PR #1264, opened 2024-04-30
Factory-generated boundary conditions with new case file interface [Preview]

timofeymukha:
Dear all, I think I've accumulated enough changes to launch this preview of the new bc handling. It is now almost fully implemented for the scalar (excluding the user field Dirichlet), but not yet for the fluid, therefore the *don't merge*. I do want the CI to run through, to see what complaints, I guess. 

# Major changes

## The `bc_t` type

* Adds an abstract interface for the constructor and the corresponding deferred routine `init`. Takes `json_file` and `coef_t`. Some derived types now use this to parse the JSON they need, e.g. the Dong condition, the Blasius, etc.
* Some descendants also implement an `init_from_componets` in order to construct without JSON.
* Add an abstract interface for finalization and the corresponding deferred routine `finalize`. Most types just call the `finalize_base` in `bc_t`, but `symmetry` and `non_normal` run their logic for determining the normal direction here.
* Added generic apply for scalar and vector, which looks at whether we are on the device and calls the corresponding routine. Before, one had to use a `bc_list` to do that. I haven't actually used this yet, so maybe these will be removed later on.
* In the `step` routines for the solvers, we need to be able to distinguish between weak and strong bcs. So `bc_t` no has an additional component `strong = .true.` to mark a bc as strong or weak.

## The `bc_list_t` type
* Moved to a separate file.
* All the subroutines like `bc_list_add` are now TBPs, which simplifies `use` statements quite a bit, and is generally the way to go.
* I mimic as much as possible the implementation of the `field_list_t`. Some differences remain though, e.g. for the `bc_list` we track both the capacity of the list and the number of allocated items. We need to think a bit more about this.
* The `apply_` routines are augmented with an optional `strong` parameter, which will lead to only applying strong or weak bcs. As a result, we can use a single list to store all the bcs and then call apply with either `strong=.true.` or `strong=.false.` when needed in the `step` routines.

## The `zero_dirichlet_t` type
This is a rebranding of what used to the `noslip_wall`. The bc just assigns both vectors and scalars to zero. What I realized is that we have a lot of places in the code where we use a zero-valued Dirichlet for the purpose of marking boundaries for the linear solver routines. Using `zero_dirichlet_t` helps with clarity there.

## The `bc_factory` subroutine
* A factory that inits, marks, and finalizes a bc.
* The marking is for a single zone, with the index taken from the JSON. (more on the new structure JSON below).
* Currently set up to work with the scalar. What I realized is that construction of user-drives bcs requires knowledge of the `scheme`. So perhaps, what will happen is that each `scheme` has its own factory.
* Does not support the `field_dirichlet_t` yet.

## The `scalar_scheme_t` type
* Uses a single `bc_list` called `bcs` to store the boundary conditions and constructs them with a factory. This results in quite a bit of cleanup here and there.
* No longer uses `bclabels`.
* Instead, the keyword `boundary_conditions` is used, which is an array of JSON objects, similar to how we do sources and simcomps. Each object has the `type` and `zone_index` keyword + other keywords needed, for that type.
* The RB examples are updated to demonstrate the new layout.
```json
            "boundary_conditions": [
            {
                "type": "dirichlet",
                "zone_index": 5,
                "value": 1.0
            },
            {
                "type": "dirichlet",
                "zone_index": 6,
                "value": 0.0
            },
            {
                "type": "user_pointwise"
            }
            ],
```

# Remaining work
* I don't like that with the current structure we have a lot of "no-op" routines in bc types, that don't implement either the scalar or vector apply. Or sometimes neither, as in the case of e.g. symmetry. One could split all types int scalar and vector, but mixed types would still fall out of this classification. Some mixed types, however, a just wrappers around several simple types as components. I have to look at this more.
* The big work is to accommodate the new bc structure in `fluid_scheme`. I don't think it will become as "clean" as scalar because there are quite a bit of auxiliary bcs that are defined and will probably remain as additional components of the type. 
* Support for field_dirichlet should be added. I will wait for the small cleanup of those I've done in PR #1261 to be merged first.


src/bc/bc.f90
```diff
@@ -155,6 +162,24 @@ subroutine bc_destructor(this)
...
+
+  abstract interface
+     !> Constructor
+     subroutine bc_constructor(this, coef, json)
+       import :: bc_t, coef_t, json_file
+       class(bc_t), intent(inout), target :: this
+       type(coef_t), intent(in) :: coef
+       type(json_file), intent(inout) ::json
+     end subroutine bc_constructor
+  end interface
```
timfelle, line 181: Maybe move this above destructor (just a very minor organization thing). But its
a bit more natural to read the constructor and then the destructor.

src/bc/bc.f90
```diff
@@ -244,6 +262,82 @@ subroutine bc_free_base(this)
 
   end subroutine bc_free_base
 
+  subroutine bc_apply_vector_generic(this, x, y, z, n, t, tstep)
```
timfelle, line 265: We are missing some documentation of this function

src/bc/bc.f90
```diff
@@ -244,6 +262,82 @@ subroutine bc_free_base(this)
...
+       else if (present(tstep)) then
+          call this%apply_vector(x, y, z, n, tstep=tstep)
+       else
+          call this%apply_vector(x, y, z, n)
+       end if
+    end if
+
+  end subroutine bc_apply_vector_generic
+
+  subroutine bc_apply_scalar_generic(this, x, n, t, tstep)
```
timfelle, line 306: Documentation here as well

src/bc/bcknd/device/cuda/zero_dirichlet.cu
timfelle, line 1: Remember to update documentation and copyright notice when chaning these codes

src/bc/bcknd/device/cuda/zero_dirichlet.cu
```diff
@@ -32,43 +32,43 @@
...
-#include "no_slip_wall_kernel.h"
+#include "zero_dirichlet_kernel.h"
 #include <device/device_config.h>
 #include <device/cuda/check.h>
 
 extern "C" {
 
-  /** 
+  /**
    * Fortran wrapper for device no-slip wall apply vector
```
timfelle, line 42: Remember to update documentation and copyright notice when chaning these codes

src/bc/bcknd/device/cuda/zero_dirichlet_kernel.h
```diff
@@ -32,17 +32,17 @@
  POSSIBILITY OF SUCH DAMAGE.
 */
 
-#ifndef __BC_NO_SLIP_WALL_KERNEL__
-#define __BC_NO_SLIP_WALL_KERNEL__
+#ifndef __BC_ZERO_DIRICHLET_KERNEL__
+#define __BC_ZERO_DIRICHLET_KERNEL__
 
 /**
  * Device kernel for scalar apply for a no-slip wall conditon
```
timfelle, line 39: Remember to update documentation and copyright notice when chaning these codes

timfelle:
Should we align the new BC's with the submodule structure we introduced recently before we merge this in?

njansson:
> Should we align the new BC's with the submodule structure we introduced recently before we merge this in?

I don't think we need submodules for bc, unless we have some redundant factories that are in a separate file.

njansson:
> > I don't think we need submodules for bc, unless we have some redundant factories that are in a separate file.
> 
> Well this PR introduces a bc factory.

submodules it is. I just feel that for proper derived types, like dirichlet_t, it's good to have it in a own module

timfelle:
> submodules it is. I just feel that for proper derived types, like dirichlet_t, it's good to have it in a own module

I am not sure i follow. Do you suggest that `direchlet_t` should not be part of the general BC list, but instead handled manually on its own?

timfelle:
> I mean like for ksp_t, base definition in one module, and factory in a submodule. But for the different flavours like cg and gmres, full modules are fine

I see, yes that makes sense. It would just be to have a factory for the abstract BC type in a submodule and then all the specializations are regular modules.

Sounds good to me.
===============
Your job here is to copy the entries above exactly.

PR #1264, opened 2024-04-30
Factory-generated boundary conditions with new case file interface [Preview]

timofeymukha:
Dear all, I think I've accumulated enough changes to launch this preview of the new bc handling. It is now almost fully implemented for the scalar (excluding the user field Dirichlet), but not yet for the fluid, therefore the *don't merge*. I do want the CI to run through, to see what complaints, I guess. 

# Major changes

## The `bc_t` type

* Adds an abstract interface for the constructor and the corresponding deferred routine `init`. Takes `json_file` and `coef_t`. Some derived types now use this to parse the JSON they need, e.g. the Dong condition, the Blasius, etc.
* Some descendants also implement an `init_from_componets` in order to construct without JSON.
* Add an abstract interface for finalization and the corresponding deferred routine `finalize`. Most types just call the `finalize_base` in `bc_t`, but `symmetry` and `non_normal` run their logic for determining the normal direction here.
* Added generic apply for scalar and vector, which looks at whether we are on the device and calls the corresponding routine. Before, one had to use a `bc_list` to do that. I haven't actually used this yet, so maybe these will be removed later on.
* In the `step` routines for the solvers, we need to be able to distinguish between weak and strong bcs. So `bc_t` no has an additional component `strong = .true.` to mark a bc as strong or weak.

## The `bc_list_t` type
* Moved to a separate file.
* All the subroutines like `bc_list_add` are now TBPs, which simplifies `use` statements quite a bit, and is generally the way to go.
* I mimic as much as possible the implementation of the `field_list_t`. Some differences remain though, e.g. for the `bc_list` we track both the capacity of the list and the number of allocated items. We need to think a bit more about this.
* The `apply_` routines are augmented with an optional `strong` parameter, which will lead to only applying strong or weak bcs. As a result, we can use a single list to store all the bcs and then call apply with either `strong=.true.` or `strong=.false.` when needed in the `step` routines.

## The `zero_dirichlet_t` type
This is a rebranding of what used to the `noslip_wall`. The bc just assigns both vectors and scalars to zero. What I realized is that we have a lot of places in the code where we use a zero-valued Dirichlet for the purpose of marking boundaries for the linear solver routines. Using `zero_dirichlet_t` helps with clarity there.

## The `bc_factory` subroutine
* A factory that inits, marks, and finalizes a bc.
* The marking is for a single zone, with the index taken from the JSON. (more on the new structure JSON below).
* Currently set up to work with the scalar. What I realized is that construction of user-drives bcs requires knowledge of the `scheme`. So perhaps, what will happen is that each `scheme` has its own factory.
* Does not support the `field_dirichlet_t` yet.

## The `scalar_scheme_t` type
* Uses a single `bc_list` called `bcs` to store the boundary conditions and constructs them with a factory. This results in quite a bit of cleanup here and there.
* No longer uses `bclabels`.
* Instead, the keyword `boundary_conditions` is used, which is an array of JSON objects, similar to how we do sources and simcomps. Each object has the `type` and `zone_index` keyword + other keywords needed, for that type.
* The RB examples are updated to demonstrate the new layout.
```json
            "boundary_conditions": [
            {
                "type": "dirichlet",
                "zone_index": 5,
                "value": 1.0
            },
            {
                "type": "dirichlet",
                "zone_index": 6,
                "value": 0.0
            },
            {
                "type": "user_pointwise"
            }
            ],
```

# Remaining work
* I don't like that with the current structure we have a lot of "no-op" routines in bc types, that don't implement either the scalar or vector apply. Or sometimes neither, as in the case of e.g. symmetry. One could split all types int scalar and vector, but mixed types would still fall out of this classification. Some mixed types, however, a just wrappers around several simple types as components. I have to look at this more.
* The big work is to accommodate the new bc structure in `fluid_scheme`. I don't think it will become as "clean" as scalar because there are quite a bit of auxiliary bcs that are defined and will probably remain as additional components of the type. 
* Support for field_dirichlet should be added. I will wait for the small cleanup of those I've done in PR #1261 to be merged first.


src/bc/bc.f90
```diff
@@ -155,6 +162,24 @@ subroutine bc_destructor(this)
...
+
+  abstract interface
+     !> Constructor
+     subroutine bc_constructor(this, coef, json)
+       import :: bc_t, coef_t, json_file
+       class(bc_t), intent(inout), target :: this
+       type(coef_t), intent(in) :: coef
+       type(json_file), intent(inout) ::json
+     end subroutine bc_constructor
+  end interface
```
timfelle, line 181: Maybe move this above destructor (just a very minor organization thing). But its
a bit more natural to read the constructor and then the destructor.

src/bc/bc.f90
```diff
@@ -244,6 +262,82 @@ subroutine bc_free_base(this)
 
   end subroutine bc_free_base
 
+  subroutine bc_apply_vector_generic(this, x, y, z, n, t, tstep)
```
timfelle, line 265: We are missing some documentation of this function

src/bc/bc.f90
```diff
@@ -244,6 +262,82 @@ subroutine bc_free_base(this)
...
+       else if (present(tstep)) then
+          call this%apply_vector(x, y, z, n, tstep=tstep)
+       else
+          call this%apply_vector(x, y, z, n)
+       end if
+    end if
+
+  end subroutine bc_apply_vector_generic
+
+  subroutine bc_apply_scalar_generic(this, x, n, t, tstep)
```
timfelle, line 306: Documentation here as well

src/bc/bcknd/device/cuda/zero_dirichlet.cu
timfelle, line 1: Remember to update documentation and copyright notice when chaning these codes

src/bc/bcknd/device/cuda/zero_dirichlet.cu
```diff
@@ -32,43 +32,43 @@
...
-#include "no_slip_wall_kernel.h"
+#include "zero_dirichlet_kernel.h"
 #include <device/device_config.h>
 #include <device/cuda/check.h>
 
 extern "C" {
 
-  /** 
+  /**
    * Fortran wrapper for device no-slip wall apply vector
```
timfelle, line 42: Remember to update documentation and copyright notice when chaning these codes

src/bc/bcknd/device/cuda/zero_dirichlet_kernel.h
```diff
@@ -32,17 +32,17 @@
  POSSIBILITY OF SUCH DAMAGE.
 */
 
-#ifndef __BC_NO_SLIP_WALL_KERNEL__
-#define __BC_NO_SLIP_WALL_KERNEL__
+#ifndef __BC_ZERO_DIRICHLET_KERNEL__
+#define __BC_ZERO_DIRICHLET_KERNEL__
 
 /**
  * Device kernel for scalar apply for a no-slip wall conditon
```
timfelle, line 39: Remember to update documentation and copyright notice when chaning these codes

timfelle:
Should we align the new BC's with the submodule structure we introduced recently before we merge this in?

njansson:
> Should we align the new BC's with the submodule structure we introduced recently before we merge this in?

I don't think we need submodules for bc, unless we have some redundant factories that are in a separate file.

njansson:
> > I don't think we need submodules for bc, unless we have some redundant factories that are in a separate file.
> 
> Well this PR introduces a bc factory.

submodules it is. I just feel that for proper derived types, like dirichlet_t, it's good to have it in a own module

timfelle:
> submodules it is. I just feel that for proper derived types, like dirichlet_t, it's good to have it in a own module

I am not sure i follow. Do you suggest that `direchlet_t` should not be part of the general BC list, but instead handled manually on its own?

timfelle:
> I mean like for ksp_t, base definition in one module, and factory in a submodule. But for the different flavours like cg and gmres, full modules are fine

I see, yes that makes sense. It would just be to have a factory for the abstract BC type in a submodule and then all the specializations are regular modules.

Sounds good to me.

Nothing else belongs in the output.